Nothing outside the range below should be printed. Output exactly the lines from the line with "PR #1403, opened 2023-12-23" to the line with "- [ ] As a result, these", both included.

# Given records
....
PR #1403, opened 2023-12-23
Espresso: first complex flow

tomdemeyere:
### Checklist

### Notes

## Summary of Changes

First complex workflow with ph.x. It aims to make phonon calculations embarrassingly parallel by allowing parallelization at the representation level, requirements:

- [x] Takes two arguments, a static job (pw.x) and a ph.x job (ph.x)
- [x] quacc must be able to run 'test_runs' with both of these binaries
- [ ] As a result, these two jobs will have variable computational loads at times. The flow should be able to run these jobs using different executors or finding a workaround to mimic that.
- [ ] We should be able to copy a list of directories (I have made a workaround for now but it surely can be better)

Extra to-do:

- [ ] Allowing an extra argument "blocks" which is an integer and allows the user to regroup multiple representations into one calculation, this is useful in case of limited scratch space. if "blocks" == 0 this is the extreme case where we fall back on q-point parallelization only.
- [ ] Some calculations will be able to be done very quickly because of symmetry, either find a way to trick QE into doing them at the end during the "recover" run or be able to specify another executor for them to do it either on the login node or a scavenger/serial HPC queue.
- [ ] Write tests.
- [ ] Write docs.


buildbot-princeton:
....
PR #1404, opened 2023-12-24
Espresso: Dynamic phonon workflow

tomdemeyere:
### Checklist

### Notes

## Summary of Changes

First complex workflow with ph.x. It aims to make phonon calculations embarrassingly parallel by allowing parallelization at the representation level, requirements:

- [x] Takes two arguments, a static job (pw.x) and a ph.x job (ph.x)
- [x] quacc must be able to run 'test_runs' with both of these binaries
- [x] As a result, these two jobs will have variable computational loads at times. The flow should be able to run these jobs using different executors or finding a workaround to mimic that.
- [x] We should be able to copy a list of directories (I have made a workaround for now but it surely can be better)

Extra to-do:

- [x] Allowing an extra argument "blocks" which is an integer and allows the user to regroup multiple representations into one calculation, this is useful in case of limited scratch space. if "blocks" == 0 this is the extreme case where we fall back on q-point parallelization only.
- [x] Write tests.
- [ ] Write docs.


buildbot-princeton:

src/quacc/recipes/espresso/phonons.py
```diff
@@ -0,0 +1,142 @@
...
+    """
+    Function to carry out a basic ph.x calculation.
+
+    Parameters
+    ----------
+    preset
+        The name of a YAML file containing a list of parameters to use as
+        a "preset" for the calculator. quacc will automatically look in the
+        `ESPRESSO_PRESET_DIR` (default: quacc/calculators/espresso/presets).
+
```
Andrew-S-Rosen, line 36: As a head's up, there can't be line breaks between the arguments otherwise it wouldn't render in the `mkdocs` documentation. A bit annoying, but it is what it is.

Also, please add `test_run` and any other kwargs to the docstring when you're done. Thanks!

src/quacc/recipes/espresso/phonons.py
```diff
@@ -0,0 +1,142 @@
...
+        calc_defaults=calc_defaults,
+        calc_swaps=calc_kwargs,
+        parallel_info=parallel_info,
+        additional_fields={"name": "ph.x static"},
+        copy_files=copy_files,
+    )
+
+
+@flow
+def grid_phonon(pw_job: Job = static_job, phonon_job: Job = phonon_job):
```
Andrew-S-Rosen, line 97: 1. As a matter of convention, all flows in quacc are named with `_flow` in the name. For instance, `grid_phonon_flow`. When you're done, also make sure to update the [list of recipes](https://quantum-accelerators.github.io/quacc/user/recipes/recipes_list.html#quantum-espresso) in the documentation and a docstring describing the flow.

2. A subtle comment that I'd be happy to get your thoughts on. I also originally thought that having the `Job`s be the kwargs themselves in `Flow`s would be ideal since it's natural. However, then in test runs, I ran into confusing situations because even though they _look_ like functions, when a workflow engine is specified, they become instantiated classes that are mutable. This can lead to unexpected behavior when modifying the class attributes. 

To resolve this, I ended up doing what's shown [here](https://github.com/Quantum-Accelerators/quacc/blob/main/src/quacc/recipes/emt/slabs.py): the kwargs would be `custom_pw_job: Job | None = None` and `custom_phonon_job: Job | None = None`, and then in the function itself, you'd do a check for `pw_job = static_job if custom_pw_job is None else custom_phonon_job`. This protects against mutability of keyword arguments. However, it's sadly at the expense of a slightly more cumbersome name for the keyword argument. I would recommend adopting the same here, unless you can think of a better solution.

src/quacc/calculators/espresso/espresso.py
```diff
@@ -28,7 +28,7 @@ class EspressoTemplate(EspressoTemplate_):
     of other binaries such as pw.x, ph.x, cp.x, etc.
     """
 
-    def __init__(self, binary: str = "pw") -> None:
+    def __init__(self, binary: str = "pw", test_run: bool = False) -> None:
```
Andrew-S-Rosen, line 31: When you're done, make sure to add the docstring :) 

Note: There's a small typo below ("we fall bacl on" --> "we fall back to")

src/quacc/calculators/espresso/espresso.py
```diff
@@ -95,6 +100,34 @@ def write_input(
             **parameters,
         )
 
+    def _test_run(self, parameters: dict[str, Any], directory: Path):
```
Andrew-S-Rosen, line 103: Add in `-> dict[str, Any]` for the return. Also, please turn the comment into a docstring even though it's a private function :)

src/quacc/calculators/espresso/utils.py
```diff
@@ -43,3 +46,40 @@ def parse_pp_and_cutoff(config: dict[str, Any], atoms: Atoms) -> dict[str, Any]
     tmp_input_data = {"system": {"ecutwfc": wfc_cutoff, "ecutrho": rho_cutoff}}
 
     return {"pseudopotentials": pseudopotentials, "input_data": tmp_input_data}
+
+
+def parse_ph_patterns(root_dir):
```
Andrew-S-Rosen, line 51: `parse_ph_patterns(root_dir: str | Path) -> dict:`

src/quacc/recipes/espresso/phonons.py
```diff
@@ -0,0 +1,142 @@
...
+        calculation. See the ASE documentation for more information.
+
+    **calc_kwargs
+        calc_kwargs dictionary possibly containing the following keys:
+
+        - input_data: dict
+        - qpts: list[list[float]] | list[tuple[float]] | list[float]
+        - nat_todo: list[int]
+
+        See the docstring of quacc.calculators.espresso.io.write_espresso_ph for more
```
....
# Exercise result
PR #1403, opened 2023-12-23
Espresso: first complex flow

tomdemeyere:
### Checklist

### Notes

## Summary of Changes

First complex workflow with ph.x. It aims to make phonon calculations embarrassingly parallel by allowing parallelization at the representation level, requirements:

- [x] Takes two arguments, a static job (pw.x) and a ph.x job (ph.x)
- [x] quacc must be able to run 'test_runs' with both of these binaries
- [ ] As a result, these two jobs will have variable computational loads at times. The flow should be able to run these jobs using different executors or finding a workaround to mimic that.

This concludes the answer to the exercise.